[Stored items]
★ ★ ★ ★ ★
Issue #342, opened 2024-11-19
Add users and groups to content item permissions


schloerke:
Related: https://github.com/rstudio/connect/issues/28825 ; https://docs.posit.co/connect/cookbook/content-access-controls/granting-access-to-a-group/
Related: Granting Access to a User: https://docs.posit.co/connect/cookbook/content-access-controls/granting-access-to-a-user/

#### Current Group recipe:

```python
from posit import connect

# 1. specify the guid for the content item
content_guid = "CONTENT_GUID_HERE"
# 2. specify either the guid or name for the group to be added (group_name will be used if group_guid is blank)
group_guid = ""
group_name = "GROUP_NAME_HERE"
# 3. specify if the group should be added as a "viewer" or "owner" (collaborator)
access_type = "viewer"

client = connect.Client()

# search by group_name to find the group_guid if blank
if not group_guid and group_name:
    group_match = client.get("/v1/groups", params={"prefix": group_name}).json()
    if not group_match["results"]:
        raise Exception("Invalid group name")
    elif len(group_match["results"]) != 1:
        raise Exception("More than one group name found, ensure you enter a unique name")
    else:
        group_guid = group_match["results"][0]["guid"]
elif not group_name:
    raise Exception("Either group_guid or group_name must be specified")

# For the specified content item add the desired group
client.content.get(content_guid).permissions.create(
    principal_guid=group_guid,
    principal_type="group",
    role=access_type,
    )

# Confirm new permissions
client.content.get(content_guid).permissions.find()
```

#### Current User recipe:

```python
from posit import connect

# 1. specify the guid for the content item
content_guid = "CONTENT_GUID_HERE"
# 2. specify either the guid or username for the user being added (username will be used if user_guid is blank)
user_guid = ""
username = "USERNAME_HERE"
# 3. specify if the user should be added as a "viewer" or "owner" (collaborator)
access_type = "viewer"

client = connect.Client()

# search by username to find the user_guid if blank
if not user_guid and username:
    user_match = client.users.find(prefix=username)
    if not user_match:
        raise Exception("Invalid username")
    elif len(user_match) != 1:
        raise Exception("More than one username found, ensure you enter a unique name")
    else:
        user_guid = user_match[0]["guid"]
elif not username:
    raise Exception("Either user_guid or username must be specified")

# For the specified content item add the desired user
client.content.get(content_guid).permissions.create(
    principal_guid=user_guid,
    principal_type="user",
    role=access_type,
)

[...]

PR #343, opened 2024-11-19
feat: Add `Permission.create(*args:User | Group)` support

schloerke:
Fixes https://github.com/posit-dev/posit-sdk-py/issues/342
Related: https://github.com/rstudio/connect/issues/28825

- [x] Unit testing
	- [x] Wait until #339 is merged to build out 
- [x] Integration testing
	- Not needed as cosmetic unit testing should cover it

### DIFF
--- a/src/posit/connect/permissions.py
+++ b/src/posit/connect/permissions.py
@@ -91,8 +91,8 @@ class Permissions(Resources):
         Returns
         -------
         Permission | List[Permission]
-            Returns a `Permission` when the kwargs: `principal_guid`, `principal_type`, and `role`
-            are used. Returns a `list[Permission]` when `*args` are used.
+            Returns a `Permission` when the kwargs: `principal_guid` and `principal_type` are used.
+            Returns a `list[Permission]` when `*args` are used.
 
         Examples
         --------
--- a/src/posit/connect/permissions.py
+++ b/src/posit/connect/permissions.py
@@ -67,11 +67,20 @@ class Permissions(Resources):
         return len(self.find())
 
     @overload
-    def create(self, *, principal_guid: str, principal_type: str, role: str) -> Permission:
+    def create(self, *, principal_guid: str, principal_type: str, role: str) -> Permission: ...
+
+    @overload
+    def create(self, *args: User | Group, role: str) -> list[Permission]: ...
+
+    def create(self, *args: User | Group, **kwargs) -> Permission | list[Permission]:
         """Create a permission.
 
         Parameters
         ----------
+        *args : User | Group
+            The principal users or groups to add.
+        role : str
+            The principal role. Currently only `"viewer"` and `"owner"` are supported.
         principal_guid : str
             User guid or Group guid.
         principal_type : str
@@ -81,23 +90,9 @@ class Permissions(Resources):
 
         Returns
         -------
-        Permission
-        """
-
-    @overload
-    def create(self, *args: User | Group, role: str) -> list[Permission]:
-        """Create a permission.
-
-        Parameters
-        ----------
-        *args : User | Group
-            The principal users or groups to add.
-        role : str
-            The principal role. Currently only `"viewer"` and `"owner"` are supported.
-
-        Returns
-        -------
-        Permission
+        Permission | List[Permission]
+            Returns a `Permission` when the kwargs: `principal_guid`, `principal_type`, and `role`
+            are used. Returns a `list[Permission]` when `*args` are used.
 
         Examples
         --------
@@ -141,8 +136,6 @@ class Permissions(Resources):
         content_item.permissions.find()
         ```
         """
-
-    def create(self, *args: User | Group, **kwargs) -> Permission | list[Permission]:
         if len(args) > 0:
             # Avoid circular imports
             from .groups import Group
@@ -232,7 +225,7 @@ class Permissions(Resources):
         Returns
         -------
         list[Permission]
-            The removed permissions. If a permission is not found, there is nothing to remove and 
+            The removed permissions. If a permission is not found, there is nothing to remove and
             it is not included in the returned list.
 
         Examples
--- a/src/posit/connect/permissions.py
+++ b/src/posit/connect/permissions.py
@@ -2,7 +2,7 @@
 
 from __future__ import annotations
 
-from typing import TYPE_CHECKING, List, overload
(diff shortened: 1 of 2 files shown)


schloerke:
@jonkeane Looking for approval on the function implementation. I'll add unit testing after #339 is merged and ask again for a review before merging.

src/posit/connect/permissions.py
```diff
@@ -69,30 +73,104 @@ def create(self, *, principal_guid: str, principal_type: str, role: str) -> Perm
...
+            The principal role. Currently only `"viewer"` and `"owner"` are supported
 
         Returns
         -------
         Permission
         """
 
     @overload
-    def create(self, **kwargs) -> Permission:
+    def create(self, *args: User | Group, role: str) -> list[Permission]:
```
toph-allen, line 88: Merge the two overloaded documentation strings into one

src/posit/connect/permissions.py
```diff
@@ -69,30 +73,104 @@ def create(self, *, principal_guid: str, principal_type: str, role: str) -> Perm
...
+        if len(args) > 0:
+            # Avoid circular imports
+            from .groups import Group
+            from .users import User
+
+            for arg in args:
+                if not isinstance(arg, (User, Group)):
+                    raise TypeError(f"Invalid argument type: {type(arg)}")
+            if "principal_guid" in kwargs:
+                raise ValueError("'principal_guid' can not be defined with `*args` present.")
```
toph-allen, line 155: Check for `principal_type` as well.

toph-allen (approved):
Pair reviewed. Approved given the small doc changes :)

src/posit/connect/permissions.py
```diff
@@ -67,36 +67,105 @@ def count(self) -> int:
...
         -------
-        Permission
-        """
-
-    @overload
-    def create(self, **kwargs) -> Permission:
-        """Create a permission.
+        Permission | List[Permission]
+            Returns a `Permission` when the kwargs: `principal_guid`, `principal_type`, and `role`
+            are used. Returns a `list[Permission]` when `*args` are used.
```
jonkeane, line 95: Returning either an object of a specific type or a list of those objects feels a little weird as an interface here. Is that a common approach for things like these? It certainly would make programming with the SDK more finicky because one would have to remember when it'll be a list and when it won't, yeah?

schloerke: The `@overload`s should handle the typing interface. 

If this is a road we don't want for the package, I'll need to back it out of the other PRs as well.

schloerke, line 95:
```suggestion
            Returns a `Permission` when the kwargs: `principal_guid` and `principal_type` are used.
            Returns a `list[Permission]` when `*args` are used.
```

src/posit/connect/permissions.py
```diff
@@ -67,36 +67,105 @@ def count(self) -> int:
         return len(self.find())
 
     @overload
-    def create(self, *, principal_guid: str, principal_type: str, role: str) -> Permission:
+    def create(self, *, principal_guid: str, principal_type: str, role: str) -> Permission: ...
+
+    @overload
+    def create(self, *args: User | Group, role: str) -> list[Permission]: ...
+
+    def create(self, *args: User | Group, **kwargs) -> Permission | list[Permission]:
```
amol-, line 75: While I understand that changing return type of `create()` to always be `list[Permission]` is not wise from backward compatibility point of view, but I think that having a function switching behaviour and return type based on the arguments can be confusing. Especially in the context of type hinting.

Why not make a `create()` and `create_many()` functions?
`create()` could be a simple wrapper on top of `create_many()` and so it wouldn't add any additional maintenance cost.
At that point each one of the two can have a clear and unique signature and even from autocompletion point of view for a user it will be more obvious to see that they have two choices.

toph-allen: Pairing with @schloerke through a review of this, and we're discussing this.

This seems like a really reasonable approach. Question:

Should `create()` adopt user and group support, so you can call `.create(my_user, role="viewer")`?

schloerke: If `.create()` adopted user/group support, I'd be fine not implementing `.create_many()`

```python
    def create(self, principal: User | Group, /, **kwargs: Unpack[CreateArgs]) -> Permission:
```

toph-allen: Then you could just use it as in a list comprehension!

src/posit/connect/permissions.py
```diff
@@ -67,36 +67,105 @@ def count(self) -> int:
...
+        # New permission role
+        role = "viewer"  # Or "owner"
+
+        # Example groups and users
+        groups = client.groups.find(prefix="GROUP_NAME_PREFIX_HERE")
+        user = client.users.get("USER_GUID_HERE")
+        users = [user]
+
+        # Add many group and user permissions with the same role
+        content_item.permissions.create(*groups, *users, role=role)
```
toph-allen, line 114: If you make the above change, you could replace this with an example using a list comprehension on a list of groups and/or users.

src/posit/connect/permissions.py
schloerke: Oooooo. I like our suggestion below that we keep the same return type of `Permission` but essentially `*args` turns into `principal: User | Group` as a position only argument.

src/posit/connect/permissions.py
schloerke: Settled on :

```python
    @overload
    def create(self, /, *, principal_guid: str, principal_type: str, role: str) -> Permission: ...

    @overload
    def create(self, principal: User | Group, /, *, role: str) -> Permission: ...
```

😃😃

src/posit/connect/permissions.py
schloerke: I've backed out implementations that "handle arrays of information because why not" in `User.groups.add(group)`, `Group.members.add(user)`, and `Permissions.destroy(permission)` in [`ab5a4d5` (#341)](https://github.com/posit-dev/posit-sdk-py/pull/341/commits/ab5a4d5364865e8740889ed8a6287859101993ec)

This way if its a single API call under the hood, things are more explicit and less magic. (No need to wrap the for loop and then insert confusion / misdirection.) If a day comes where the Connect API handles array inputs / results, then I'm up for supporting it within the SDK.

schloerke:
Reviewed in person w/ @toph-allen . Merging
★ ★ ★ ★ ★
## Task objective
Where a line above contains the word "docs", show that line.

## Exercise output
Related: https://github.com/rstudio/connect/issues/28825 ; https://docs.posit.co/connect/cookbook/content-access-controls/granting-access-to-a-group/
Related: Granting Access to a User: https://docs.posit.co/connect/cookbook/content-access-controls/granting-access-to-a-user/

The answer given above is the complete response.